Из залы доносятся звуки кадрили на мотив «Шли наши ребята»; около матушки сменяются дамы одна за другой и поздравляют ее с успехами дочери. Попадаются и совсем незнакомые, которые тоже говорят о сестрице. Чтоб не слышать пересудов и не сделать какой-нибудь истории, матушка вынуждена беспрерывно переходить с места на место. Хозяйка дома даже сочла нужным извиниться перед нею.
– Представьте себе… Клещевинов! Совсем мы об нем и не думали – вдруг сегодня Обрящин привез его к нам… извините, бога ради!
– Что ж передо мной извиняться! извиняйтесь сами перед собой! – холодно отвечает матушка.
И в голову ее западает давным-давно покинутая мысль:
«Вот если б у меня настоящий муж был, никто бы меня обидеть не смел!
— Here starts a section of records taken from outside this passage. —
PR #14888, opened 2020-08-08
Replace classes/interfaces of Aura.Intl with our own.

ADmad:
AuraPHP project is practically dead and Aura.Intl package hasn't had any updates since 2017.


ADmad:
- Do we want to consider providing class alias for common used classes like `Package` to make upgrade easier? For e.g. [DbMessagesLoader](https://github.com/ADmad/cakephp-i18n/blob/master/src/I18n/DbMessagesLoader.php) of my I18n plugin uses `Aura\Intl\Pacakage`.

- Should I add argument/return typehints that are missing?

src/I18n/Exception/CannotFormat.php
```diff
@@ -0,0 +1,25 @@
...
+/**
+ * CakePHP(tm) : Rapid Development Framework (https://cakephp.org)
+ * Copyright (c) Cake Software Foundation, Inc. (https://cakefoundation.org)
+ *
+ * Licensed under The MIT License
+ * For full copyright and license information, please see the LICENSE.txt
+ * Redistributions of files must retain the above copyright notice.
+ *
+ * @copyright     Copyright (c) Cake Software Foundation, Inc. (https://cakefoundation.org)
+ * @copyright     Copyright (c) 2017-2020, Aura for PHP
```
ADmad, line 13: Is this copyright tag acceptable? Ref https://github.com/auraphp/Aura.Intl/blob/3.x/LICENSE#L3

src/I18n/Exception/CannotFormat.php
```diff
@@ -0,0 +1,25 @@
...
+ * @link          https://cakephp.org CakePHP(tm) Project
+ * @since         4.2.0
+ * @license       https://opensource.org/licenses/mit-license.php MIT License
+ */
+namespace Cake\I18n\Exception;
+
+/**
+ * Could not format a message.
+ */
+class CannotFormat extends Exception
```
garas, line 23: Exception -> I18nException
CannotFormat ->CannotFormatException
FormatterNotMapped -> FormatterNotMappedException

src/I18n/Exception/CannotFormat.php
garas:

А ему и горя мало… замухрышке!»
Ей кажется, что вечер тянется несносно долго. Несколько раз она не выдерживает, подходит к дочери и шепчет: «Не пора ли?» Но сестрица так весела и притом так мило при всех отвечает: «Ах, маменька!» – что нечего и думать о скором отъезде.
«Хоть бы ужинать-то дали! – думает матушка, – а то отпотчуют, по-намеднишнему, бутербродами с колбасой да с мещерским сыром!»
Наконец!!
Сряду три дня матушка ездит с сестрицей по вечерам, и всякий раз «он» тут как тут. Самоуверенный, наглый. Бурные сцены сделались как бы обязательными и разыгрываются, начинаясь в возке и кончаясь дома. Но ни угрозы, ни убеждения – ничто не действует на «взбеленившуюся Надёху». Она точно с цепи сорвалась.
«Не иначе, как они уже давно снюхались!» – убеждается матушка и, чтобы положить конец домашнему бунту, решается принять героическую меру.
Никого не предупредивши, она шлет в Малиновец письмо с приказанием немедленно отапливать дом и с извещением, что вслед за сим приедет сама.